* **What this task involves**: Report all lines of the records that contain "effects".
--------------------------------------------------
PR #3224, opened 2024-07-17
feat: Enhance TexturePackerSprite

ani3llyon:
# Description

- Add feature to enable to use original size instead always to use packed size
- Support trimmed/stripped whitespace with `useOriginalSize = true`
- Fix issue when rendering rotated image (wrong size and position)

## Checklist

## Breaking Change?

## Related Issues


packages/flame_texturepacker/lib/src/texture_packer_sprite.dart
```diff
@@ -97,42 +150,67 @@ class TexturePackerSprite extends Sprite {
...
+      _tmpRenderPosition.setFrom(_tmpRenderOffset);
+      return super.render(
+        canvas,
+        position: _tmpRenderPosition,
+        size: _tmpRenderSize,
+        overridePaint: overridePaint,
+      );
+    }
 
+    // Calculate and render for non-rotated image, must call function render
```
luanpotter, line 199:
```suggestion
    // Calculate and render for rotated image, must call function render
```

packages/flame_texturepacker/lib/src/texture_packer_sprite.dart
```diff
@@ -97,42 +150,67 @@ class TexturePackerSprite extends Sprite {
...
 
-    _tmpRenderSize.setValues(tempWidth, tempHeight);
+    if (!rotate) {
+      // Calculate and render for non-rotated image, must call function render
+      // from super class with anchor = Anchor.topLeft, because we already
+      // calculated size and position based on Anchor.topLeft to rendered by
+      // super class function.
+      _tmpRenderSize.setFrom(_tmpRenderImageSize);
+      _tmpRenderPosition.setFrom(_tmpRenderOffset);
+      return super.render(
```
luanpotter, line 191: I'm curious why this branch doesn't need the decorator

packages/flame_texturepacker/test/new_format_test.dart
```diff
@@ -44,8 +44,8 @@ void main() {
       expect(jumpSprite.rotate, true);
       expect(jumpSprite.name, 'robot_jump');
       expect(jumpSprite.srcPosition, Vector2(196, 260));
-      expect(jumpSprite.packedHeight, 192);
-      expect(jumpSprite.packedWidth, 256);
+      expect(jumpSprite.packedHeight, 256);
+      expect(jumpSprite.packedWidth, 192);
```
luanpotter, line 48: can we add a test using the new useOriginalSize option and showcasing the difference? just need to assert the size variables

packages/flame_texturepacker/lib/src/texture_packer_sprite.dart
ani3llyon: Sorry my bad..
With update it at next commit.

packages/flame_texturepacker/lib/src/texture_packer_sprite.dart
ani3llyon: Because this branch use non-rotated src image.
Which is at this point the position of the canvas should be like this one.
image

due the src image should be like this one below..
So we do not need decorator for this branch to rotate the src image..
image

<hr>

But if we use rotated src image..
First we calculate for this position..
image

but our src image will be like this
image

So we need to calculate and render to be this position
image

at last we use the decorator to rotate the previous rendered image..
and the result should be like this below
image

packages/flame_texturepacker/test/new_format_test.dart
ani3llyon: Sure, will add it at next commit

packages/flame_texturepacker/lib/src/texture_packer_sprite.dart
ani3llyon: done

spydon (approved):
Lgtm, thanks for your contribution!

packages/flame_texturepacker/lib/src/texture_packer_sprite.dart
luanpotter: makes perfect sense, thanks for the explanation :)

PR #3230, opened 2024-07-20
refactor: Use a temp vector for delta calculations of `FollowBehavior`

ufrshubham:
# Description

This PR add a temp vector in `FollowBehavior` to avoid creating a new vector every frame for the delta calculations.

## Checklist

## Breaking Change?

## Related Issues

NA

### DIFF
--- a/packages/flame/lib/src/camera/behaviors/follow_behavior.dart
+++ b/packages/flame/lib/src/camera/behaviors/follow_behavior.dart
@@ -68,8 +68,9 @@ class FollowBehavior extends Component {
     );
 
     final distance = _tempDelta.length;
-    if (distance > _speed * dt) {
-      _tempDelta.scale(_speed * dt / distance);
+    final deltaOffset = _speed * dt;
+    if (distance > deltaOffset) {
+      _tempDelta.scale(deltaOffset / distance);
     }
     if (_tempDelta.x != 0 || _tempDelta.y != 0) {
       owner.position = _tempDelta..add(owner.position);
--- a/packages/flame/lib/src/camera/behaviors/follow_behavior.dart
+++ b/packages/flame/lib/src/camera/behaviors/follow_behavior.dart
@@ -3,6 +3,7 @@ import 'package:flame/src/camera/viewport.dart';
 import 'package:flame/src/components/core/component.dart';
 import 'package:flame/src/components/position_component.dart';
 import 'package:flame/src/effects/provider_interfaces.dart';
+import 'package:vector_math/vector_math_64.dart';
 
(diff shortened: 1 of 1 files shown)


packages/flame/lib/src/camera/behaviors/follow_behavior.dart
```diff
@@ -59,19 +62,17 @@ class FollowBehavior extends Component {
...
-    final distance = delta.length;
+    _tempDelta.setValues(
+      verticalOnly ? 0 : target.position.x - owner.position.x,
+      horizontalOnly ? 0 : target.position.y - owner.position.y,
+    );
+
+    final distance = _tempDelta.length;
     if (distance > _speed * dt) {
-      delta.scale(_speed * dt / distance);
+      _tempDelta.scale(_speed * dt / distance);
```
luanpotter, line 72: nit: if you want you can extract `_speed * dt` to avoid computing it twice

packages/flame/lib/src/camera/behaviors/follow_behavior.dart
```diff
@@ -59,19 +62,17 @@ class FollowBehavior extends Component {
...
     }
-    if (delta.x != 0 || delta.y != 0) {
-      owner.position = delta..add(owner.position);
+    if (_tempDelta.x != 0 || _tempDelta.y != 0) {
+      owner.position = _tempDelta..add(owner.position);
```
luanpotter, line 75: to go all the way avoiding object creation entirely, this could be owner.position.setValues(owner.position.x + delta.x, ...)

sadly we lose all the easiness of using vectorial math at all when doing things like this

luanpotter (approved):
LGTM

packages/flame/lib/src/camera/behaviors/follow_behavior.dart
ufrshubham: > this could be owner.position.setValues(owner.position.x + delta.x, ...)

I thought the same. But unfortunately doing so causes some of the tests to fail, because the `.setValues` bypasses the `position` setter of `PositionProvider`. Some components do extra stuff in that setter.

packages/flame/lib/src/camera/behaviors/follow_behavior.dart
ufrshubham: Done.

spydon (approved):
Lgtm

packages/flame/lib/src/camera/behaviors/follow_behavior.dart
luanpotter: oof, seems like a footgun waiting to happen :(

PR #3249, opened 2024-07-28
feat: Create ellipse component

arthasyou:
# Description

Replace this text.

## Checklist

## Breaking Change?

## Related Issues

### DIFF
--- a/packages/flame/lib/src/geometry/ellipse_component.dart
+++ b/packages/flame/lib/src/geometry/ellipse_component.dart
@@ -1,0 +1,194 @@
+import 'package:flame/components.dart';
+import 'package:flame/extensions.dart';
+import 'package:flame/geometry.dart';
+import 'package:flame/src/effects/provider_interfaces.dart';
+import 'package:flame/src/math/solve_quadratic.dart';
+import 'package:meta/meta.dart';
+
+class EllipseComponent extends ShapeComponent implements SizeProvider {
+  /// Constructor to create an [EllipseComponent] from width and height.
+  EllipseComponent({
+    double? width,
+    double? height,
+    super.position,
+    super.scale,
+    super.angle,
+    super.anchor,
+    super.children,
+    super.priority,
+    super.paint,
+    super.paintLayers,
+    super.key,
+  }) : super(size: Vector2(width ?? 0, height ?? 0));
+
+  /// Constructor to create an [EllipseComponent] relative to the parent size.
+  /// The width and height are determined by [widthRelation] and [heightRelation]
+  /// which are fractions of the parent's width and height.
+  EllipseComponent.relative(
+    double widthRelation,
+    double heightRelation, {
+    required Vector2 parentSize,
+    super.position,
+    super.scale,
+    super.angle,
+    super.anchor,
+    super.paint,
+    super.paintLayers,
+    super.children,
+    super.key,
+  }) : super(
+          size: Vector2(
+            widthRelation * parentSize.x,
+            heightRelation * parentSize.y,
+          ),
+        );
+
+  @override
+  @mustCallSuper
+  Future<void> onLoad() async {
+    void updateCenterOffset() => _centerOffset = Offset(size.x / 2, size.y / 2);
+    size.addListener(updateCenterOffset);
+    updateCenterOffset();
+  }
+
+  late Offset _centerOffset;
+
+  /// Get the width of the ellipse before scaling.
+  double get width {
+    return size.x;
+  }
+
+  /// Set the width of the ellipse (and therefore the [size]).
+  set width(double value) {
+    size.setValues(value, size.y);
+  }
+
+  /// Get the height of the ellipse before scaling.
+  double get height {
+    return size.y;
+  }
+
+  /// Set the height of the ellipse (and therefore the [size]).
+  set height(double value) {
+    size.setValues(size.x, value);
+  }
+
+  // Used to not create new Vector2 objects every time scaledWidth or scaledHeight is called.
+  final Vector2 _scaledSize = Vector2.zero();
+
+  /// Get the width of the ellipse after it has been sized and scaled.
+  double get scaledWidth {
+    _scaledSize
+      ..setFrom(size)
+      ..multiply(absoluteScale);
+    return _scaledSize.x;
+  }
+
+  /// Get the height of the ellipse after it has been sized and scaled.
+  double get scaledHeight {
+    _scaledSize
+      ..setFrom(size)
+      ..multiply(absoluteScale);
+    return _scaledSize.y;
+  }
+
+  @override
+  void render(Canvas canvas) {
+    if (renderShape) {
+      if (hasPaintLayers) {
+        for (final paint in paintLayers) {
+          canvas.drawOval(
+            Rect.fromCenter(
+              center: _centerOffset,
+              width: scaledWidth,
+              height: scaledHeight,
+            ),
+            paint,
+          );
+        }
+      } else {
+        canvas.drawOval(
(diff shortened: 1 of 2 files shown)


packages/flame/lib/src/geometry/ellipse_component.dart
```diff
@@ -0,0 +1,200 @@
...
+            paint,
+          );
+        }
+      } else {
+        canvas.drawOval(
+          Rect.fromCenter(
+            center: _centerOffset,
+            width: scaledWidth,
+            height: scaledHeight,
+          ),
```
luanpotter, line 121: nit: you can extract the repeated rect definition to avoid duplication

luanpotter (commented):
Can we add some basic tests?
You can look at other shapes tests like RectangleComponentTest
In particular the intersection method

packages/flame/lib/src/geometry/ellipse_component.dart
arthasyou: fixed

arthasyou:
> Can we add some basic tests? You can look at other shapes tests like RectangleComponentTest In particular the intersection method

I can't find the related demo. Could you please provide the specific test demo file location?

In particular, I need to add some basic tests for the intersection method and would like to reference tests like RectangleComponentTest.

Thank you!

luanpotter:
Not a demo, just unit tests: `packages/flame/test/components/rectangle_component_test.dart`

spydon:
@arthasyou do you need some guidance on how to get started with the tests? The rest of this PR looks great :)

arthasyou:
> @arthasyou do you need some guidance on how to get started with the tests? The rest of this PR looks great :)

Yes just need a example

spydon:
@arthasyou here is the simplest one to start with:
https://github.com/flame-engine/flame/blob/refs%2Fheads%2Fmain/packages%2Fflame%2Ftest%2Fcomponents%2Frectangle_component_test.dart

And then intersections etc have to be tested here:
https://github.com/flame-engine/flame/blob/refs/heads/main/packages/flame/test/collisions/collision_detection_test.dart#L259

I think you can just search for `RectangleComponent` in the test directory and follow the same thing as is done for that one.

A follow up that would be great is if we also got a `EllipseHitbox`. 😃

arthasyou:
> @arthasyou here is the simplest one to start with: https://github.com/flame-engine/flame/blob/refs%2Fheads%2Fmain/packages%2Fflame%2Ftest%2Fcomponents%2Frectangle_component_test.dart
> 
> And then intersections etc have to be tested here: https://github.com/flame-engine/flame/blob/refs/heads/main/packages/flame/test/collisions/collision_detection_test.dart#L259
> 
> I think you can just search for `RectangleComponent` in the test directory and follow the same thing as is done for that one.
> 
> A follow up that would be great is if we also got a `EllipseHitbox`. 😃

ty I'll do it

arthasyou:
adding the test file, pls check if these code can work well. ty

packages/flame/test/components/ellipse_component_test.dart
```diff
@@ -0,0 +1,62 @@
...
+        ..anchor = Anchor.center;
+
+      final lineSegment = LineSegment(
+        Vector2(50, 50),
+        Vector2(150, 50),
+      );
+
+      final intersections = component.lineSegmentIntersections(lineSegment);
+      expect(intersections.length, 2);
+      expect(intersections[0].x < intersections[1].x, isTrue);
```
spydon, line 59: Can you check the approximate intersection points here too? 
You can use the `closeToVector` matcher, like here: https://github.com/flame-engine/flame/blob/267d6801cb7e6cbbaa450e24e38aaa7d8fcfc03f/packages/flame/test/collisions/collision_detection_test.dart#L1037

spydon (commented):
A small comment, otherwise the `ellipse_component_test.dart` file looks good, tests in `collision_detection_test.dart` is missing though.

arthasyou:
updated test file

packages/flame/test/components/ellipse_component_test.dart
arthasyou: It's very difficult to write a class similar to CircleCircleIntersections for ellipses. I tried but couldn't figure it out. It seems like the EllipseComponent I wrote isn't very useful.
the CircleCircleIntersections code as bellow
···dart
class CircleCircleIntersections
    extends Intersections<CircleComponent, CircleComponent> {
  @override
  Set<Vector2> intersect(CircleComponent shapeA, CircleComponent shapeB) {
    final centerA = shapeA.absoluteCenter;
    final centerB = shapeB.absoluteCenter;
    final distance = centerA.distanceTo(centerB);
    final radiusA = shapeA.radius;
    final radiusB = shapeB.radius;
    if (distance > radiusA + radiusB) {
      // Since the circles are too far away from each other to intersect we
      // return the empty set.
      return {};
    } else if (distance < (radiusA - radiusB).abs()) {
      // When one circle is contained within the other there is only a collision
      // if the outer circle isn't hollow.
      final outerShape = radiusA > radiusB ? shapeA : shapeB;
      if (outerShape.isSolid) {
        final center = outerShape == shapeA ? centerB : centerA;
        return {center};
      } else {
        return {};
      }
    } else if (distance == 0 && radiusA == radiusB) {
      // The circles are identical and on top of each other, so there are an
      // infinite number of solutions. Since it is problematic to return a
      // set of infinite size, we'll return 4 distinct points here.
      return {
        shapeA.absoluteCenter + Vector2(radiusA, 0),
        shapeA.absoluteCenter + Vector2(0, -radiusA),
        shapeA.absoluteCenter + Vector2(-radiusA, 0),
        shapeA.absoluteCenter + Vector2(0, radiusA),
      };
    } else {
      // There are definitely collision points if we end up in here.
      // To calculate these we use the fact that we can form two triangles going
      // between the center of shapeA, the point in between the shapes which the
      // intersecting line goes through, and then two different triangles are
      // formed with the two intersection points as the last corners.
      // The length to the point in between the circles is first calculated,
      // this is [lengthA], then we calculate the length of the other cathetus
      // [lengthB]. Then the [centerPoint] is calculated, which is the point
      // which the intersecting line goes through in between the shapes.
      // At this point we know the two first points of the triangles, the center
      // of [shapeA] and the [centerPoint], the two third points of the
      // different triangles are the intersection points that we are looking for
      // and we get those points by calculating the [delta] from the
      // [centerPoint] to the intersection points.
      // The result is then [centerPoint] +- [delta].
      final lengthA = (pow(radiusA, 2) - pow(radiusB, 2) + pow(distance, 2)) /
          (2 * distance);
      final lengthB = sqrt((pow(radiusA, 2) - pow(lengthA, 2)).abs());
      final centerPoint = shapeA.absoluteCenter +
          (shapeB.absoluteCenter - shapeA.absoluteCenter) * lengthA / distance;
      final delta = Vector2(
        lengthB *
            (shapeB.absoluteCenter.y - shapeA.absoluteCenter.y).abs() /
            distance,
        -lengthB *
            (shapeB.absoluteCenter.x - shapeA.absoluteCenter.x).abs() /
            distance,
      );
      return {
        centerPoint + delta,
        centerPoint - delta,
      };
    }
  }
}
···

spydon: Yeah, it's a quite hard problem I guess.
Should we close this PR then, or do you want to keep trying?

arthasyou: yeah, you can close it sry about that

spydon: No problem, next person that wants to try can build on your PR :)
--------------------------------------------------
* **Result of this exercise**:
 import 'package:flame/src/effects/provider_interfaces.dart';
+import 'package:flame/src/effects/provider_interfaces.dart';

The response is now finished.